Assigned task:
For the records below, report how many lines include "name", with no accompanying text.

Stored data:
▼▼▼

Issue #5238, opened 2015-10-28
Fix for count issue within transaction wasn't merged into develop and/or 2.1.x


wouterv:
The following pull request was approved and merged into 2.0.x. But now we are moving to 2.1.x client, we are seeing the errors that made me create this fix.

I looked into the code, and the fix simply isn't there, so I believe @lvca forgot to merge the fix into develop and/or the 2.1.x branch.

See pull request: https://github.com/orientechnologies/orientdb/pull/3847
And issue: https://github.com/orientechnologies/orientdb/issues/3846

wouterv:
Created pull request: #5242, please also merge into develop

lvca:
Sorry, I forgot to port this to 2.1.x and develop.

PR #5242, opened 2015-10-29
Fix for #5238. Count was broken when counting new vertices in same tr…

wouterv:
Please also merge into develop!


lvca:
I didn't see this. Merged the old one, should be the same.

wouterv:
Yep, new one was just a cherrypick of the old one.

▲▲▲
▼▼▼

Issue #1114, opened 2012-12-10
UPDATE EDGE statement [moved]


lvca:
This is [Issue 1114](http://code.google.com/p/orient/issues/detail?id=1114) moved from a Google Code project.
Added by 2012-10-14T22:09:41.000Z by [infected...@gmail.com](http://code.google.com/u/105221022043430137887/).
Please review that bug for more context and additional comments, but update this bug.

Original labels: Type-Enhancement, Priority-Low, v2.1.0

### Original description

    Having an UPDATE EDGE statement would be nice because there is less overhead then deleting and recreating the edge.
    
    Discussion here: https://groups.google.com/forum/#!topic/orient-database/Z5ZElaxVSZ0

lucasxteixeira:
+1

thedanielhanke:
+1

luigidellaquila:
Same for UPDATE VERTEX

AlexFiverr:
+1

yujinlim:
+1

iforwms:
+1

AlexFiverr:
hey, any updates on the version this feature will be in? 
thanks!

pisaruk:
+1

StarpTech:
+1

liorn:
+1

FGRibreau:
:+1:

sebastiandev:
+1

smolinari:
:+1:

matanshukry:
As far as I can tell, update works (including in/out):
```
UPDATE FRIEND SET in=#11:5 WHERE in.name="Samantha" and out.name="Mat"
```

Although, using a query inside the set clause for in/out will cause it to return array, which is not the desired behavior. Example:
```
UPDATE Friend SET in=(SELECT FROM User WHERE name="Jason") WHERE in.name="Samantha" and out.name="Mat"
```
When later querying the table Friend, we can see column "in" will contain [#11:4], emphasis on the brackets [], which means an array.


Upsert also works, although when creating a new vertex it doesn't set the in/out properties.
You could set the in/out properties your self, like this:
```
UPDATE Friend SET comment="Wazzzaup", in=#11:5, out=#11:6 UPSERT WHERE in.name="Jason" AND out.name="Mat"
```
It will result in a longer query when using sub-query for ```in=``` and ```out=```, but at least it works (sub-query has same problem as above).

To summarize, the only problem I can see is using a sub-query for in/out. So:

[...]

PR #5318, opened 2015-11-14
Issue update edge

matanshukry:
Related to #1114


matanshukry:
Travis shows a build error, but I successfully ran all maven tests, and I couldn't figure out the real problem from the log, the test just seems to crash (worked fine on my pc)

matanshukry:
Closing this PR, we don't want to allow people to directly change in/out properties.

▲▲▲
▼▼▼

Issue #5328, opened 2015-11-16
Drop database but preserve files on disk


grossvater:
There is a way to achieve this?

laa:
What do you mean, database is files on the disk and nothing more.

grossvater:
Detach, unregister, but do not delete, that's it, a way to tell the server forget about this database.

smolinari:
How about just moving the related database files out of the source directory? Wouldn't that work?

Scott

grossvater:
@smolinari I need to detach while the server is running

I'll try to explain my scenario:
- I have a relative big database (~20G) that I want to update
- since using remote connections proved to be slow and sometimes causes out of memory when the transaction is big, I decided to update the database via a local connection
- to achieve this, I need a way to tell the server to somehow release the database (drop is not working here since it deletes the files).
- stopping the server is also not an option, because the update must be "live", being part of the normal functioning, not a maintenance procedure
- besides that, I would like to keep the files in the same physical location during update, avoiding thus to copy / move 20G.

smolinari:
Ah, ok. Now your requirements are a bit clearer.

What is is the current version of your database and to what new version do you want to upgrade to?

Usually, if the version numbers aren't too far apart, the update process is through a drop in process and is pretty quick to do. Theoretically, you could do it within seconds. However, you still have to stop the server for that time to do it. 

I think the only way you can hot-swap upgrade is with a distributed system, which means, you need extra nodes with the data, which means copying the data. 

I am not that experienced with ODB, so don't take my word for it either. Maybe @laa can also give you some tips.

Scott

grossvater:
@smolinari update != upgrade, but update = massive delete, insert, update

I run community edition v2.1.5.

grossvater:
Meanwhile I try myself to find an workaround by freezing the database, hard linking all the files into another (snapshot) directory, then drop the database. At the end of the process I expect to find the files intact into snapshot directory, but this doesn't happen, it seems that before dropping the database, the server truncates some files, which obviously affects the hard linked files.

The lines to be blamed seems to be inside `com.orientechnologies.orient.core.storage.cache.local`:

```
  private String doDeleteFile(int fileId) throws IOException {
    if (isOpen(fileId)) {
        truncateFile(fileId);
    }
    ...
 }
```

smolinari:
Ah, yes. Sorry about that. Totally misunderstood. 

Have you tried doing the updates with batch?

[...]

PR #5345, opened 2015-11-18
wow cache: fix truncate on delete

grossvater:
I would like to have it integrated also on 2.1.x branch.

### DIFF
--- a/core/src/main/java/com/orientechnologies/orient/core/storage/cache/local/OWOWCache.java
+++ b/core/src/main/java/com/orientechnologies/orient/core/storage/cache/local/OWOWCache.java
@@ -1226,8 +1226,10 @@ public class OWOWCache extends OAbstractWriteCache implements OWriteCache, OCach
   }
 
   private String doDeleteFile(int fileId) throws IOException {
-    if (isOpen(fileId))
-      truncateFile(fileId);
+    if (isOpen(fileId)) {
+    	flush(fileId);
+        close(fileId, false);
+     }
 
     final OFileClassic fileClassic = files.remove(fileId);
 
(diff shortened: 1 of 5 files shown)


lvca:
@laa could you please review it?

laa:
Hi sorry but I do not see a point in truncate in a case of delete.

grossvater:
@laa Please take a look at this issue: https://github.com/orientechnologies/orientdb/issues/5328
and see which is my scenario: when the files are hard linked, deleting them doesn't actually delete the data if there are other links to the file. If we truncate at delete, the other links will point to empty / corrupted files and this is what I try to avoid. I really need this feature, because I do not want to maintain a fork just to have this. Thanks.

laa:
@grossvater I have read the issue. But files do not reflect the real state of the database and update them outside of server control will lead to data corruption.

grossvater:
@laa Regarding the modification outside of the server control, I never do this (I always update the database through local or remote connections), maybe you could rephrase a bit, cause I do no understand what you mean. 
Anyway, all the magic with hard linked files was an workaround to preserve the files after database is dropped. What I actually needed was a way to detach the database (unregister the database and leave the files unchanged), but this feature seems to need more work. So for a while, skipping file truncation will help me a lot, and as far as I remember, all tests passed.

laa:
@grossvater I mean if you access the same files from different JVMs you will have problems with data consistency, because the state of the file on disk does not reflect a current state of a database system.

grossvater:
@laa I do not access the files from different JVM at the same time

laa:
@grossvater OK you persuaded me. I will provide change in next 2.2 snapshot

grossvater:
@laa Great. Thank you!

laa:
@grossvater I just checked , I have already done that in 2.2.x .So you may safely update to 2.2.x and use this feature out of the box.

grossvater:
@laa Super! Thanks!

▲▲▲

Answer to the problem:
3